Журнал/«Афропейцы: записки из Черной Европы». Часть первая
ЖурналСториз

«Афропейцы: записки из Черной Европы». Часть первая

 
JeanLucIchard, Shutterstock
    Журнал/«Афропейцы: записки из Черной Европы». Часть первая
    JeanLucIchard, Shutterstock
    Я знал, что во французской столице, как и в Лондоне, темнокожих гораздо больше, чем в других городах Европы, но Париж предстал передо мной абсолютно «черным».

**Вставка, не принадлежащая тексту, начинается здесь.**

PR #118, opened 2020-01-20
Update top-level docs

kaechele:
Apart from changing the links in the license files to HTTPS the README.rst
got updated:
- improved structure
- removal of obsolete links to wlan-si
- mention GitHub as primary development platform
- include license info
- include contributions info
- remove listing of individual contributors
- refer to GitHub insights for authorship info

**NOTE:** The removal of the individual contributors may be controversial. However, since that list will probably always be outdated anyway, I recommend just referring people to the commit stats of the repository.

### DIFF
--- a/README.rst
+++ b/README.rst
@@ -1,8 +1,13 @@
 Tunneldigger
 ============
 
+L2TPv3 VPN tunneling solution
+
 .. image:: https://travis-ci.org/wlanslovenija/tunneldigger.svg?branch=master
     :target: https://travis-ci.org/wlanslovenija/tunneldigger
+
+About
+-----
 
 Tunneldigger is one of the projects of `wlan slovenija`_ open wireless network.
 It is a simple VPN tunneling solution based on L2TPv3 tunnels supported in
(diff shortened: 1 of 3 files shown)


mitar:
I like this. I agree about removal of the contributors.

README.rst
```diff
@@ -1,52 +1,65 @@
...
+-----
+
 Tunneldigger is one of the projects of `wlan slovenija`_ open wireless network.
 It is a simple VPN tunneling solution based on L2TPv3 tunnels supported in
 recent Linux kernels.
 
 .. _wlan slovenija: https://wlan-si.net
 
-Documentation is found at:
+It consists of a client and server portion and is optimized to run on embedded
```
RalfJung: Only the client is really optimized for that, I'd say.

This might also be a good opportunity to introduce the "broker" terminology, like

> consists of a client and a server/"broker" portion

README.rst
```diff
@@ -1,52 +1,65 @@
...
+We welcome code and documentation contributions to Tunneldigger in the form of
+`Pull Requests`_ on GitHub where they can be reviewed and discussed by the
+community.
+We encourage everyone to check out any pending pull requests and offer comments
+or ideas as well.
+
+.. _Pull Requests: https://github.com/wlanslovenija/tunneldigger/pulls
+
+Tunneldigger is developed by a community of developers from many different
+backgrounds and has seen significant contributions from the community.
```
RalfJung: The repeated use of "community" makes this sound a bit odd. I think this sounds better if you remove the second half (after "and"), but if you can find a better formulation that'd also be fine.

README.rst
kaechele: Fixed.

README.rst
kaechele: I just dropped the second part. Seemed kinda redundant when I read it again today.

README.rst
```diff
@@ -1,52 +1,66 @@
...
+-----
+
 Tunneldigger is one of the projects of `wlan slovenija`_ open wireless network.
 It is a simple VPN tunneling solution based on L2TPv3 tunnels supported in
 recent Linux kernels.
 
 .. _wlan slovenija: https://wlan-si.net
 
-Documentation is found at:
+It consists of a client and server portion referred to as the broker. The
```
RalfJung:
```suggestion
It consists of a client and a server portion referred to as the broker. The
```

kaechele: Fixed

mitar:
Just one late comment, the description currently states:

"L2TPv3 VPN tunneling solution"

Maybe this should be expanded, to explain that it is using UDP and standard Linux kernel stuff. So it is performant and stable? Or something. But UDP at least is missing there.

Also GitHub project description is currently:

"Client and broker for our custom L2TPv3 NAT-traversing tunnel setup protocol based on L2TPv3 support in the Linux kernel."

I think that should be also improved (dropping "our" and "custom" maybe)? Also it could be synced up with the description from README.

PR #119, opened 2020-01-31
explain at least some bits in the magic prefix

RalfJung:
Source: @kaechele at https://github.com/wlanslovenija/tunneldigger/pull/115#issuecomment-573668028


kaechele:
LGTM

PR #121, opened 2020-02-04
update and sync top-level docs

RalfJung:
@kaechele's PR only updated README.rst, I did not realize that docs/index.rst is basically a duplication of the same information. This syncs them, with some further minor changes.

Also Cc @mitar


kaechele:
I like this. Reads much more concise this way.

RalfJung:
All right, merging then. :)

Issue #106, opened 2019-07-17
client: suspicious assertion in asyncns.c


RalfJung:
Building the client local shows a warning that seems legit at first glance:
```
In file included from /home/r/src/freifunk/tunneldigger/client/libasyncns/asyncns.c:23:
/home/r/src/freifunk/tunneldigger/client/libasyncns/asyncns.c: In function ‘asyncns_setuserdata’:
/home/r/src/freifunk/tunneldigger/client/libasyncns/asyncns.c:1484:12: warning: suggest parentheses around assignment used as truth value [-Wparentheses]
     assert(q->asyncns = asyncns);
            ^
/home/r/src/freifunk/tunneldigger/client/libasyncns/asyncns.c: In function ‘asyncns_getuserdata’:
/home/r/src/freifunk/tunneldigger/client/libasyncns/asyncns.c:1492:12: warning: suggest parentheses around assignment used as truth value [-Wparentheses]
     assert(q->asyncns = asyncns);
            ^
```
This needs further investigation to determine if the `=` should be `==`.

kaechele:
I contacted Lennart Poettering on October 27, 2019 but haven't heard back yet. This quite clearly looks like a typo.

lynxis:
I've sent the patch to Lennart via mail.

RalfJung:
Would be really good to hear back from Lennart about this -- or anyone else familiar with the asyncns code, actually.

Issue #70, opened 2017-11-22
tunneldigger dies somtimes


charlemagnelasse:
Original bug report from @Sunz3r under https://github.com/freifunk-gluon/gluon/issues/1188

---

If internet lost connection (like reboot of router or plug off lan-cable) then the tunneldigger sometime dies.After strace the tunneldigger i found that a assert is triggered: https://github.com/wlanslovenija/tunneldigger/blob/master/client/asyncns.c#L884https://pastebin.com/R6CQmGXr

---

I was not able to report this bug on there site ...

this bug happens when dns-resolution failed and despite sending data through a socket:

     td-client: Failed to send() control packet (errno=89, type=1)!

when dns-resolution suddenly works in this situation then the tunneldigger will crash.

I think there is a bug in the broker selection. The selector should wait for successful address-resolution.

To workaround this bug you can use ip's instead of names.

mitar:
Have you verified this is still the issue with latest tunneldigger? Because many things around broker selection were improved.

But yes, I think this code path with DNS resolution is less tested because we are not using it ourselves, we have hard-coded IPs.

charlemagnelasse:
@Sunz3r: Please provide some feedback

RalfJung:
We are using DNS names and I have not seen this yet. But the issue is not fully reproducible anyway if I understand the report correctly?

Btw, there is an error in the links in the first post, it seems there are two links directly stuck to each other.

RalfJung:
> I think there is a bug in the broker selection. The selector should wait for successful address-resolution.

I don't follow. Of course it does that, the selector cannot contact a server before address resolution completed.

Isn't this a bug in libasyncns? This is an internal assertion of that library: https://github.com/wlanslovenija/tunneldigger/blob/master/client/libasyncns/asyncns.c#L884

PR #122, opened 2020-02-05
client: fix warning suspicious assertion in asyncns

lynxis:
It seems to be a typo in the check as all other function check for equality between
both arguments.

Fixes: #106


RalfJung:
It *seems* to be a typo, I agree. But I'd prefer to be more sure than that, and the code *seems* to be working fine right now.

kaechele:
> and the code _seems_ to be working fine right now.

Does it though?
https://github.com/wlanslovenija/tunneldigger/issues/70
:D

RalfJung:
The thing is, if the assertion is true, the assignment doesn't change anything.

PR #123, opened 2020-02-05
l2tp_client: allow to set MAX_BROKERS from outside

scherke:
For certain environments 10 brokers are not enought. Allow to
overwrite this value.
make CFLAGS="-D MAX_BROKERS=254"

### DIFF
--- a/docs/client.rst
+++ b/docs/client.rst
@@ -23,3 +23,10 @@ package. Source code for such OpenWrt package can be `found here`_.
 .. _OpenWrt: https://openwrt.org/
 
 You can add the whole repository as an OpenWrt feed and add package to your firmware.
+
+Configuration
+-------------
+
+* **MAX_BROKERS** (default: 10): Maximum number of brokers that can be handled in a single process.
+
+    make CFLAGS="-D MAX_BROKERS=20"
--- a/client/l2tp_client.c
+++ b/client/l2tp_client.c
@@ -236,7 +236,9 @@ typedef struct {
 } broker_cfg;
 
 // Maximum number of brokers that can be handled in a single process.
-#define MAX_BROKERS 10
+#ifndef MAX_BROKERS
+  #define MAX_BROKERS 10
+#endif
 
 // Forward declarations.
 void context_delete_tunnel(l2tp_context *ctx);


RalfJung:
Could you add this in some suitable place in the documentation?

docs/client.rst
```diff
@@ -23,3 +23,15 @@ package. Source code for such OpenWrt package can be `found here`_.
...
 You can add the whole repository as an OpenWrt feed and add package to your firmware.
+
+Configuration
+-------------
+
+* **MAX_BROKERS** ``default: 10`` Maximum number of brokers that can be handled in a single process.
+
+    make CFLAGS="-D MAX_BROKERS=20"
+
+or you can edit the ``Makeflie`` and add
```
RalfJung: There's no `Makefile` (at least none that anyone should edit by hand), the client is using cmake.

Also, I am not sure what the right way is to format this with reStructuredText, but the "or you can edit" part is not appropriately indented like the part before (you can [see it rendered here](https://github.com/wlanslovenija/tunneldigger/blob/2ef04245c913a741826eea4e6715265f2131c83e/docs/client.rst)).

scherke: I mean the packages-opkg [``Makefile``](https://github.com/wlanslovenija/firmware-packages-opkg/tree/master/net/tunneldigger) 
I deleted the "or ..."

docs/client.rst
```diff
@@ -23,3 +23,10 @@ package. Source code for such OpenWrt package can be `found here`_.
 .. _OpenWrt: https://openwrt.org/
 
 You can add the whole repository as an OpenWrt feed and add package to your firmware.
+
+Configuration
+-------------
+
+* **MAX_BROKERS** ``default: 10`` Maximum number of brokers that can be handled in a single process.
```
RalfJung:
```suggestion
* **MAX_BROKERS** (default: 10) Maximum number of brokers that can be handled in a single process.
```
I don't see a good reason to use code formatting here.

scherke: Okay, then that's how it's done. Do I have to change this in my pull request?

RalfJung: You should be able to press a button in GH's UI to accept my suggestion.

scherke: I don't have the button **Commit suggestion**. I will change my commit manually.

RalfJung: That's odd... it always worked for me. Thanks for doing it manually!

Issue #126, opened 2020-03-06
Some Kernels have broken SO_REUSEPORT handling, only one Tunnel connection possible


kaechele:
> This bug is meant for future reference.

Newer versions of Tunneldigger use `SO_REUSEPORT` to process multiple tunnels on one single port. In the past Tunneldigger used a NAT-based workaround to make this work. To simplify the code and remove unnecessary dependencies this workaround was removed.
Unfortunately there was a bug in several versions of the Kernel that exhibited a behaviour where packets would show up in random sockets rather than the one dedicated to the specific 4-tuple.
This means that the change in conjunction with the bug has some peculiar implications for which Kernel versions can be used.

**Generally, if you run any currently supported Linux distribution with all updates installed you shouldn't run into this issue.**
You have probably landed here because you still use an older Linux distribution or haven't updated to a working Kernel version.
If you are experiencing this issue you have two options:

1. Update your Kernel to a supported version or upgrade your Distribution to one that has a supported Kernel version.
2. Revert to an older Tunneldigger version that uses the NAT workaround.

The following Kernel versions will **not** work:

- For the 3.x series: 3.9 and older (no `SO_REUSEPORT` support)
- For the 4.x series: 4.4 to 4.19.75
- For the 5.x series: 5.2.17 and older

Any other Kernel should work but we didn't test them individually.
We have tested Debian 10, Fedora 31 and Ubuntu 19.10 and all of those work.

RalfJung:
Debian oldstable currently only offers kernels that are affected by this bug; I [submitted a bugreport](https://bugs.debian.org/cgi-bin/bugreport.cgi?bug=953291) about updating the backport kernels (it's already a 4.19 kernel, but not new enough).

PolynomialDivision:
Could u say something what happens with old kernels? I updated the version to 19.07.4 with 4.14.180 or 4.19.X kernel.
I don't see any obvious issues with that kernel and the version while running tunneldigger. I will investigate further.

RalfJung:
Clients were unable to reliably connect with broken kernels, so we saw many connection timeouts or other disconnects in the logs. Also see https://github.com/wlanslovenija/tunneldigger/issues/129. You should also see warnings specifically pointing out that the kernel is likely buggy.

Maybe Ubuntu backported the problematic patches, who knows.

PolynomialDivision:
[...]

PR #127, opened 2020-03-06
Reintroduce: Remove NAT logic (v2)

kaechele:
Re-submission of https://github.com/wlanslovenija/tunneldigger/pull/115; see [here](https://github.com/wlanslovenija/tunneldigger/pull/115#issuecomment-580992574) for some relevant discussion.

Added note and link to issue description regarding the `SO_REUSEPORT` bug in some Kernel versions.
Otherwise just reverted the revert, meaning that the NAT removal code from the initial pull request has been re-introduced unmodified. That should make a re-review redundant.


broker/src/tunneldigger_broker/tunnel.py
```diff
@@ -350,7 +288,7 @@ def create_tunnel(self, address, uuid, remote_tunnel_id, client_features):
         """
 
         if address != self.endpoint:
-            logger.warning("Protocol error: tunnel endpoint has changed.")
+            logger.warning("Protocol error: tunnel endpoint has changedi. Possibly due to kernel bug. See: https://github.com/wlanslovenija/tunneldigger/issues/126")
```
RalfJung:
```suggestion
            logger.warning("Protocol error: tunnel endpoint has changed. Possibly due to kernel bug. See: https://github.com/wlanslovenija/tunneldigger/issues/126")
```

docs/server.rst
```diff
@@ -35,7 +35,7 @@ the broker.
 Operating System
 ----------------
 
-The first thing you need is a recent (>= 2.6.36) Linux kernel that supports L2TPv3
+The first thing you need is a recent (>= 3.9) Linux kernel that supports L2TPv3
```
RalfJung: In [the issue](https://github.com/wlanslovenija/tunneldigger/issues/126) you say "3.9 and older" does not work, but this one says "3.9 and newer" will work. So does 3.9 itself work or not? The two statements are contradiction each other in that regard.

RalfJung: The issue also claims that 4.19.75 and 5.2.17 don't work even though you said elsewhere those are the first fixed version, so this is probably just an issue of you using `<= version` instead of `< version` in the issue text.

kaechele: Totally agree.
I updated the issue to reflect your comments. Please check if it makes more sense that way.

broker/src/tunneldigger_broker/tunnel.py
kaechele: You can clearly tell I use vim :yum: 
Fixed and force-pushed.

docs/server.rst
RalfJung: I did some more edits that IMO clarify things further, let me know what you think.
Given that the leading version number in Linux (3, 4, 5) is utterly meaningless, I'd prefer to group things by major kernel versions (x.y).

kaechele: Yes. That is much better now. Thanks!

RalfJung: Actually from what I could find, the fix is in 5.4 but not in 5.3, so I adjusted the issue accordingly.

RalfJung: Ah, it got backported to 5.3.1.

RalfJung:
I adjusted the issue some more: from what I could see, the [faulty commit](https://git.kernel.org/pub/scm/linux/kernel/git/stable/linux.git/commit/?id=e32ea7e74727) landed in 4.5, but the 4.4 kernel should be unaffected.

RalfJung:
I'm afraid this still doesn't work here... see https://github.com/wlanslovenija/tunneldigger/issues/129.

    Джонни Питтс — молодой писатель из Шеффилда, Великобритания, недавно выпустивший новую книгу на острую, неоднозначную тему. «Афропейцы: записки из Черной Европы» — личный взгляд на затемненные реалии европейских стран и их жителей, зачастую остающихся незамеченными. На «Тонкостях» — рассказ о том, как и зачем создавалась эта книга, а еще о Париже, которого мы не знаем.

    «Когда поезд «Евростар» приблизился к Северному вокзалу, я на мгновение откинулся на спинку кресла и стал наблюдать, как пассажиры, еще минуту назад элегантно потягивавшие «Совиньон Блан» и черный кофе, теряют всю свою грацию, неловко толкаются, воюют с чемоданами и выстраиваются в очередь, дабы выбраться на платформу. У них есть семьи, с которыми можно воссоединиться, друзья, с которыми можно встретиться, бизнес и вечеринки — в общем, все то, от чего я собирался отказаться на ближайшие несколько месяцев.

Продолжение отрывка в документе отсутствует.